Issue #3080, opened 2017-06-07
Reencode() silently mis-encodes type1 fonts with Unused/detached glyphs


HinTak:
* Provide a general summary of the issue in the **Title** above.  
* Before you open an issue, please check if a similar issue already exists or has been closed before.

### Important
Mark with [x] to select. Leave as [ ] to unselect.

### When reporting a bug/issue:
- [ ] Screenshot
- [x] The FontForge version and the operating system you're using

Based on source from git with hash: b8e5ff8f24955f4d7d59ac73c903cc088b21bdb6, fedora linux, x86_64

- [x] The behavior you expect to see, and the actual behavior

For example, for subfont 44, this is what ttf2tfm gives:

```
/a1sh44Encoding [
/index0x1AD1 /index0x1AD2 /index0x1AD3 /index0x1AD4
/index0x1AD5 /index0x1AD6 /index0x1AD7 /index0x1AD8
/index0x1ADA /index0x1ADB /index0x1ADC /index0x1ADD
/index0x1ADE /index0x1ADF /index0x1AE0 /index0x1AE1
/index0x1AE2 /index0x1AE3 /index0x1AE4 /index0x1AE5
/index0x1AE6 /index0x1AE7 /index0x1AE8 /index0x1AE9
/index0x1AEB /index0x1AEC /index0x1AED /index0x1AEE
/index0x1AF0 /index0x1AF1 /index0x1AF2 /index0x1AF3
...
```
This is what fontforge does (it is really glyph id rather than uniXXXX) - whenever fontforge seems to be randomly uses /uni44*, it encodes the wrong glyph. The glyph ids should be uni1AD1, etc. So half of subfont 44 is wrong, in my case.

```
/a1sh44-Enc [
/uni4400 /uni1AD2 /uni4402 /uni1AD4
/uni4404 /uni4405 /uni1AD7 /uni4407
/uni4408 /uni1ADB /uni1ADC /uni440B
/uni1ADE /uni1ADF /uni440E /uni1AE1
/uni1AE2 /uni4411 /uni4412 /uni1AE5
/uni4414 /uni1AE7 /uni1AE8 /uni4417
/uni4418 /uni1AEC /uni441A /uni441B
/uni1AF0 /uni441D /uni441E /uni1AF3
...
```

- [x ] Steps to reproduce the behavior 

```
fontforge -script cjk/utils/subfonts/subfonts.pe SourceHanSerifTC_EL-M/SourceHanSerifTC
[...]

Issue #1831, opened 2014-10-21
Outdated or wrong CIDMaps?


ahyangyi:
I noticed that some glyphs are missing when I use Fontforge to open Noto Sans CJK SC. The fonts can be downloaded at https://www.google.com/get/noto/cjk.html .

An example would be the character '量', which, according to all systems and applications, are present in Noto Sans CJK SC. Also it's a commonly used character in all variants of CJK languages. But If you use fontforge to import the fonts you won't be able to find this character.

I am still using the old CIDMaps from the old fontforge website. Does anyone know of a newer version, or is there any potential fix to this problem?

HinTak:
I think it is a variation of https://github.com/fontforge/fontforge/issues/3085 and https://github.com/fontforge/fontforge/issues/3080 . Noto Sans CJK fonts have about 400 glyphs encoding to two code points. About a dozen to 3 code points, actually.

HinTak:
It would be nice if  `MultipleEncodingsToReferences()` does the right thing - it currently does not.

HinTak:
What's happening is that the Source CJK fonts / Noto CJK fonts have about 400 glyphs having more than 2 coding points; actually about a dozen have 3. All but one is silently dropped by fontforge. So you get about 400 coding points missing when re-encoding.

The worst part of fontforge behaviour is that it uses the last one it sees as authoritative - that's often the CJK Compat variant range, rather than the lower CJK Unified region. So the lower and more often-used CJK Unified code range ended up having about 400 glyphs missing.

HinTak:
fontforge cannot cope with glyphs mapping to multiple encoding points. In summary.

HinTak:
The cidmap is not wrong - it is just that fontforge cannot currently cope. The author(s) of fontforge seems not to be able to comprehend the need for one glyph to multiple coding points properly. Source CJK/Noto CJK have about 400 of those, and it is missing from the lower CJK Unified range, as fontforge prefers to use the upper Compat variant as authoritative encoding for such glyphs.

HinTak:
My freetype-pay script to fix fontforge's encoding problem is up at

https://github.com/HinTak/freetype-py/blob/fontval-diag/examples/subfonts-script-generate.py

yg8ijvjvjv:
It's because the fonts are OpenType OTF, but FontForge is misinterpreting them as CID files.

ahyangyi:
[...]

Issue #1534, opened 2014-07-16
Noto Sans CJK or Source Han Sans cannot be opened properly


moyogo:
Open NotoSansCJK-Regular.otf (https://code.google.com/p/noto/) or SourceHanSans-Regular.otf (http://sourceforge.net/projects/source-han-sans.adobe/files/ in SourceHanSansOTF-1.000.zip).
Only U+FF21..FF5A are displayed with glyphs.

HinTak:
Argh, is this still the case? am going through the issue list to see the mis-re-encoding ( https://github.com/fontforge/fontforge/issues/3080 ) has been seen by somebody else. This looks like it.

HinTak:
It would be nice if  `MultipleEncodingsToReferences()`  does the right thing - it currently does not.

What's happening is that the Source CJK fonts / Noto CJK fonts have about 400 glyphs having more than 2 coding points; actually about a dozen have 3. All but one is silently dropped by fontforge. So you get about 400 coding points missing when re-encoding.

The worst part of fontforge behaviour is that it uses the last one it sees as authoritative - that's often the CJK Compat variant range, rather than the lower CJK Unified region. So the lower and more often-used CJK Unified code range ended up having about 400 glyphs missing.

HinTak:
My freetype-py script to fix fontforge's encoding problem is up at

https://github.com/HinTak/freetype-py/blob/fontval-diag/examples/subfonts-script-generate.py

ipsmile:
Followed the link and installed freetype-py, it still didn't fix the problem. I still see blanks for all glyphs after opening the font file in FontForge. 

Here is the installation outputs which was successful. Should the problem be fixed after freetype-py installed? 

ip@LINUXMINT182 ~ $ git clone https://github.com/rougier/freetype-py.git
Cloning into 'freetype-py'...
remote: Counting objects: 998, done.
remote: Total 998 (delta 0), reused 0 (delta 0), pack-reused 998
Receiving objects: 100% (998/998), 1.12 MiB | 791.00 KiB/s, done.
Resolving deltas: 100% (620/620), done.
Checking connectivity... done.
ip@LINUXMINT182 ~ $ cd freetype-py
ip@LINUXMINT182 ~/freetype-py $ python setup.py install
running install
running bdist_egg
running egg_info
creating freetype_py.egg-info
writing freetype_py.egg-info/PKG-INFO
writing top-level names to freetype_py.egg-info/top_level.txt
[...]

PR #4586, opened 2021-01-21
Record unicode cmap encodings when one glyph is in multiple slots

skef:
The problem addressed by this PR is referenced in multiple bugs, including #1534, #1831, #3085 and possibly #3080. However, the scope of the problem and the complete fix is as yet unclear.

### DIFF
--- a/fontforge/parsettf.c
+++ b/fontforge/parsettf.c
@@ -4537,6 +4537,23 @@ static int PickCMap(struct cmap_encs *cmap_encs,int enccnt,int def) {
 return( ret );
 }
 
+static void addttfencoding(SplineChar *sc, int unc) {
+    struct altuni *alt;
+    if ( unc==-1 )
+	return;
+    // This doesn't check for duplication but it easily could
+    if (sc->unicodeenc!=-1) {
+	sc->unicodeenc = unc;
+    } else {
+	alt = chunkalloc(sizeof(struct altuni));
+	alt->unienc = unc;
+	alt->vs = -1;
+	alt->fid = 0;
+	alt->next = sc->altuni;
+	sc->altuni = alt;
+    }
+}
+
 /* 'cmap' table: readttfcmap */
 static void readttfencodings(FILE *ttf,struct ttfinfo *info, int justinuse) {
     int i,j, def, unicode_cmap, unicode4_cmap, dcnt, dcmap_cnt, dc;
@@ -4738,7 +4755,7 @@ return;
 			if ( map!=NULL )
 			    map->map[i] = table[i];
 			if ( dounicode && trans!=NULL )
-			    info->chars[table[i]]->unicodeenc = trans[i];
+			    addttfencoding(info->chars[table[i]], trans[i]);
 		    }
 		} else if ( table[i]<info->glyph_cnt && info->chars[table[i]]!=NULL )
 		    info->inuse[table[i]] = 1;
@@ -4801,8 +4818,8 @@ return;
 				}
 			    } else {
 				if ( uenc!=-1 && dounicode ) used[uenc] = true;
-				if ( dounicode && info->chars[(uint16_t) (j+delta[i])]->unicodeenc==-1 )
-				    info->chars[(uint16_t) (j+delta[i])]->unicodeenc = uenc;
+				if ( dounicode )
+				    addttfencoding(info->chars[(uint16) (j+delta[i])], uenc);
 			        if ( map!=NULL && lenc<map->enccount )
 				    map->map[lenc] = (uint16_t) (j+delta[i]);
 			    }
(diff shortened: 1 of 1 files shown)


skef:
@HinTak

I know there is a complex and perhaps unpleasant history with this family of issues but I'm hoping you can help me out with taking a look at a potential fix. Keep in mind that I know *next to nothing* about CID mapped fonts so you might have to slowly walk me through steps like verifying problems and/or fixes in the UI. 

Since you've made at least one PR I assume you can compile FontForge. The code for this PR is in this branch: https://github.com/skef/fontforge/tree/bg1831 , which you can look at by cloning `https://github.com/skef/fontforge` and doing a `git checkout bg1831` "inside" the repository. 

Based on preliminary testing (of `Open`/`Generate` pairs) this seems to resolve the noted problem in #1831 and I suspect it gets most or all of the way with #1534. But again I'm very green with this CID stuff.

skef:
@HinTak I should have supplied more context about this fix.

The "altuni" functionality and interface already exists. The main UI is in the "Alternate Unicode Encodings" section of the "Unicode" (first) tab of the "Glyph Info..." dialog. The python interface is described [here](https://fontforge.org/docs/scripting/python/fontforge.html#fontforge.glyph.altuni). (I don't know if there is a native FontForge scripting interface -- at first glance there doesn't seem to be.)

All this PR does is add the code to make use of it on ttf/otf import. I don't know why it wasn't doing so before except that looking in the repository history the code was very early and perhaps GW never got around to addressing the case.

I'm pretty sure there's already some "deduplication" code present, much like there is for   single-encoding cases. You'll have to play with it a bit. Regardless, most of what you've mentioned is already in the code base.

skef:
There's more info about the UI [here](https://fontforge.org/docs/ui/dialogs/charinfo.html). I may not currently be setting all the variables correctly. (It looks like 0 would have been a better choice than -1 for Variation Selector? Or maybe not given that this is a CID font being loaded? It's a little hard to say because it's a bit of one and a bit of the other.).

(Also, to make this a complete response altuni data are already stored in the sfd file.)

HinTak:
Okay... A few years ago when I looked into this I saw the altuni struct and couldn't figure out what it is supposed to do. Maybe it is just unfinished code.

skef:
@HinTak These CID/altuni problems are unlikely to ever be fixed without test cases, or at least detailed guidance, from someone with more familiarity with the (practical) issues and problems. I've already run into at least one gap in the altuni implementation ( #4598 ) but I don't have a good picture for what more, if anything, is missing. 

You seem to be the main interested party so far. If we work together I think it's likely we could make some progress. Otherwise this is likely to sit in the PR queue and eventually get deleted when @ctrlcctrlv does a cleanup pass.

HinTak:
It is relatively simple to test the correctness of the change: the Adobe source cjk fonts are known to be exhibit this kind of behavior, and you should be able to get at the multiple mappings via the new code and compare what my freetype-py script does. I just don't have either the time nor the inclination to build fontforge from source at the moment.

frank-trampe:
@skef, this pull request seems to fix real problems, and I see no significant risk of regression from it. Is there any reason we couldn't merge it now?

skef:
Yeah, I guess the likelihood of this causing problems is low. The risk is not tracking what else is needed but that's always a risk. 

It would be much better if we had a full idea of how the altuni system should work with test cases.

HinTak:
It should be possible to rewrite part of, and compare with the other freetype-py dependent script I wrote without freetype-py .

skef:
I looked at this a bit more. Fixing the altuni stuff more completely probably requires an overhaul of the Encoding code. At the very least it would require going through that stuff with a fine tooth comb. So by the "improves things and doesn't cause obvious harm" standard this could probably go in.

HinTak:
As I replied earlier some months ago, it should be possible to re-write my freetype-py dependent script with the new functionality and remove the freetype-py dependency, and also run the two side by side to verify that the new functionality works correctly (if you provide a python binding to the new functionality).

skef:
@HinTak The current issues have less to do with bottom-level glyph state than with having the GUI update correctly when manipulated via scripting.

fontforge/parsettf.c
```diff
--
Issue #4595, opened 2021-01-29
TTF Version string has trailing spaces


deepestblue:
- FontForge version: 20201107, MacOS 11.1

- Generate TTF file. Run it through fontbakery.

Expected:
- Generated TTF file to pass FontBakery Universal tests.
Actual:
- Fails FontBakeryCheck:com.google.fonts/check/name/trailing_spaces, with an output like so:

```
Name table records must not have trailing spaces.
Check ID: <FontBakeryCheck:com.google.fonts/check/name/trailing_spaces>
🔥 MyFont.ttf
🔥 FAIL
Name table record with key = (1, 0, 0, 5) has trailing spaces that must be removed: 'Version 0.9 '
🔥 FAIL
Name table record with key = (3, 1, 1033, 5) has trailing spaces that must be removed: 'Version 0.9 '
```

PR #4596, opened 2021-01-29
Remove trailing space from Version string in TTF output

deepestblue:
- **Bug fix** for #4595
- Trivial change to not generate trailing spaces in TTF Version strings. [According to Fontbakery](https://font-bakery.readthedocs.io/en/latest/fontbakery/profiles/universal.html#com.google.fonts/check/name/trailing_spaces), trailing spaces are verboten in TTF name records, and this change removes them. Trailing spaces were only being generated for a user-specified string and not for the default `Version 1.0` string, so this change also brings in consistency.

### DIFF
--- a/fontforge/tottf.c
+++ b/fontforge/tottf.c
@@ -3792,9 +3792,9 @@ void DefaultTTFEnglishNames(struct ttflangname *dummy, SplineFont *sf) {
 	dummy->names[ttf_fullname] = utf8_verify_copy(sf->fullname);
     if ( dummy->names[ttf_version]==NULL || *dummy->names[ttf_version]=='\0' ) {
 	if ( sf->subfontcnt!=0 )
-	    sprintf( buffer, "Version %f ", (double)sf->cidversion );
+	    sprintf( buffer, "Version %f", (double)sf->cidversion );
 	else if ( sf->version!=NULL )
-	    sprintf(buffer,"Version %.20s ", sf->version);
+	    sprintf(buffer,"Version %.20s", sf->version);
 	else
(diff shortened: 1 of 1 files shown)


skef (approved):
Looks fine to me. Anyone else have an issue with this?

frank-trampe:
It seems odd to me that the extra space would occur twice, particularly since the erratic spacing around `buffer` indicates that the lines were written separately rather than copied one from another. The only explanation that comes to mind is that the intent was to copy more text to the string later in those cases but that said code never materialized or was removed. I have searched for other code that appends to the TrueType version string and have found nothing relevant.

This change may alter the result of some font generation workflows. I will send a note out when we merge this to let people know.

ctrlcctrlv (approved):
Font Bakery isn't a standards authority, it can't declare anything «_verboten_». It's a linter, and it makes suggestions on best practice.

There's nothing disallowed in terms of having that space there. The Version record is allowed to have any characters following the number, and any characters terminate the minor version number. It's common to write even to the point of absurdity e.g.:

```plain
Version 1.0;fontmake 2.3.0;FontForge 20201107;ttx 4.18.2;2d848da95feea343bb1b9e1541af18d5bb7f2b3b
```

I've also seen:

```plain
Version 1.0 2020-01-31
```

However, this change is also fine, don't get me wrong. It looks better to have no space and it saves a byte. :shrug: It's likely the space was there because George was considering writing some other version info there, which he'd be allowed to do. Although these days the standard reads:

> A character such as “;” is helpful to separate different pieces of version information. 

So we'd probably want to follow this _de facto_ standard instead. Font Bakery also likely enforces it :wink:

ACTIVITY: The lines to copy are those in the listing that contain the word "next".

RESPONSE AREA:
+	alt->next = sc->altuni;
I know there is a complex and perhaps unpleasant history with this family of issues but I'm hoping you can help me out with taking a look at a potential fix. Keep in mind that I know *next to nothing* about CID mapped fonts so you might have to slowly walk me through steps like verifying problems and/or fixes in the UI. 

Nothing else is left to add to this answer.